A complete response lists each line of the data below that includes the word "Enumerable".

┌──

PR #2764, opened 2022-05-02
Editorial: Mark concrete method calls of Environment Records with ?/!

linusg:


syg (approved):
This seems correct to me. Huh, I wonder why these got omitted in the big completion reform PR.

bakkot (approved):

bakkot:
> This seems correct to me. Huh, I wonder why these got omitted in the big completion reform PR.

Concrete records are trickier to typecheck, basically, so we did them by hand. Some of them we initially had as never-throwing but later changed, and I guess we didn't manage to fix all of the callsites when we did that.

PR #2765, opened 2022-05-02
Editorial: Fix descriptor kind check in ValidateAndApplyPropertyDescriptor

### LINKED ISSUE #2761: Invalid assumption in ValidateAndApplyPropertyDescriptor
Assuming `ValidateAndApplyPropertyDescriptor` is called with the following property descriptors for `Desc` and `current`:

```
Desc = { [[Configurable]]: false }
current = { [[Get]]: <some function>, [[Set]]: undefined, [[Enumerable]]: true, [[Configurable]]: false }
```

as it would happen in the second `freeze` call in this piece of code:

```js
Object.freeze(Object.freeze({ get foo() {} }));
```

It'll then perform the following steps:

```
   [...]
✅ 5. If current.[[Configurable]] is false, then
❌    a. If Desc has a [[Configurable]] field and Desc.[[Configurable]] is true, return false.
❌    b. If Desc has an [[Enumerable]] field and SameValue(Desc.[[Enumerable]], current.[[Enumerable]]) is false, return false.
❌    c. If IsGenericDescriptor(Desc) is false and SameValue(IsAccessorDescriptor(Desc), IsAccessorDescriptor(current)) is false, return false.
❌    d. If IsAccessorDescriptor(Desc) is true, then
         [...]
💥    e. Else if current.[[Writable]] is false, then
```

- `Desc` neither has `[[Configurable]]` set to true, nor has it an `[[Enumerable]]` field (steps a and b)
- `SameValue(IsAccessorDescriptor(Desc), IsAccessorDescriptor(current))` is false but `IsGenericDescriptor(Desc)` is true (step c)
- `IsAccessorDescriptor(Desc)` is false (step d)
- Step e is reached without ever confirming that `current` is a data property descriptor, and accessing the `[[Writable]]` field is invalid

This is likely a regression in https://github.com/tc39/ecma262/commit/b9efa97, it worked with the old algorithm steps. (cc @gibson042)

linusg:
Closes #2761.

### DIFF
--- a/spec.html
+++ b/spec.html
@@ -12721,7 +12721,7 @@
             1. If _Desc_ has a [[Configurable]] field and _Desc_.[[Configurable]] is *true*, return *false*.
             1. If _Desc_ has an [[Enumerable]] field and SameValue(_Desc_.[[Enumerable]], _current_.[[Enumerable]]) is *false*, return *false*.
             1. If IsGenericDescriptor(_Desc_) is *false* and SameValue(IsAccessorDescriptor(_Desc_), IsAccessorDescriptor(_current_)) is *false*, return *false*.
-            1. If IsAccessorDescriptor(_Desc_) is *true*, then
+            1. If IsAccessorDescriptor(_current_) is *true*, then
               1. If _Desc_ has a [[Get]] field and SameValue(_Desc_.[[Get]], _current_.[[Get]]) is *false*, return *false*.
               1. If _Desc_ has a [[Set]] field and SameValue(_Desc_.[[Set]], _current_.[[Set]]) is *false*, return *false*.
             1. Else if _current_.[[Writable]] is *false*, then


gibson042 (approved):

ljharb:
Confirming this is purely editorial in es-abstract.

bakkot (approved):

michaelficarra:
Should this be marked as normative?

bakkot:
> Should this be marked as normative?

The change which introduced this bug wasn't, so it would be kind of weird for this one to be.

ljharb:
@linusg would you please sign the [IPR form](https://tc39.es/agreements/contributor/)?

linusg:
@ljharb done! Sorry, I thought I already had, but that was a separate one for test262.

syg (approved):

bakkot:
@ljharb At the editor call today Michael agreed with calling this editorial; was that the only thing you wanted to discuss or was there something else?

ljharb:
@bakkot nope, it was just a review ping :-) i'll land shortly.

PR #2768, opened 2022-05-04
Editorial: Declare iteration aliases as close to iterations as practical

gibson042:
As observed at https://github.com/tc39/ecma262/pull/2766#discussion_r865008959 , it is very common for an iteration alias (i.e., a value that changes during iteration and effects its conclusion) to be declared immediately before its corresponding iteration. This updates a few deviations to conform more strongly with that convention.


michaelficarra (approved):
Sure.

bakkot (approved):

PR #1041, opened 2021-12-16
UX-759 Add transpileOnly ts-loader flag for development

jonambas:
### What Changed
- Adds the `transpileOnly` flag to libby's ts-loader config to massively speed up TS compilation
- This means that type-checking will not happen when running Libby locally, but we will still have type-checking through the Github workflow (which runs a production build)

### How To Test or Verify
- Run `npm run start:libby` 
- Start up time should be noticeably faster

### PR Checklist

### DIFF
--- a/libby.config.js
+++ b/libby.config.js
@@ -31,6 +31,10 @@ module.exports = {
             exclude: /node_modules/,
             use: {
               loader: 'ts-loader',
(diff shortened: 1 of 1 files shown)


logansparlin (approved):
lgtm

PR #1042, opened 2021-12-16
UX-717 Adds new z-index token, Fix textfield z-indexing with error outlines

jonambas:
### What Changed
- Fixes the right border of the textfield with right-connected components

### How To Test or Verify
- Visit: http://localhost:9001/?path=Visual-Regression__TextField
- Test focus styles on the last textfield with an error

Screen Shot 2021-12-16 at 8 53 30 AM

Screen Shot 2021-12-16 at 8 53 38 AM

### PR Checklist


packages/matchbox/src/components/Connect/Connect.tsx
```diff
@@ -3,10 +3,13 @@ import { Box } from '../Box';
...
 
-const FocusHandler = styled(Box)`
+// $zIncrement is here to ensure the middle element appears
+// above side elements until it side elements are focused
+const FocusHandler = styled(Box)<{ $zIncrement: number }>`
+  z-index: ${(props) => tokens.zIndex_default + props.$zIncrement};
   &:focus-within {
     position: relative;
-    z-index: ${tokens.zIndex_default};
+    z-index: ${tokens.zIndex_default + 2};
```
logansparlin, line 12: This works but seems a little odd, maybe we need to consider a new zIndex token?

logansparlin (approved):
Looks good! Just one small comment

packages/matchbox/src/components/Connect/Connect.tsx
jonambas: would `above` work? with a value of 10 just to be safe?

logansparlin: Yea let's do that

PR #1043, opened 2021-12-16
UX-760 Fix button `to`  types

jonambas:
### What Changed
- Fixes the `to` prop's type so that it accepts objects for react-router support

### How To Test or Verify
- Try to use an object within Button's `to` prop, verify it does not produce an error

### PR Checklist


logansparlin (approved):
nice, looks good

└──

### Result
current = { [[Get]]: <some function>, [[Set]]: undefined, [[Enumerable]]: true, [[Configurable]]: false }
❌    b. If Desc has an [[Enumerable]] field and SameValue(Desc.[[Enumerable]], current.[[Enumerable]]) is false, return false.
- `Desc` neither has `[[Configurable]]` set to true, nor has it an `[[Enumerable]]` field (steps a and b)
             1. If _Desc_ has an [[Enumerable]] field and SameValue(_Desc_.[[Enumerable]], _current_.[[Enumerable]]) is *false*, return *false*.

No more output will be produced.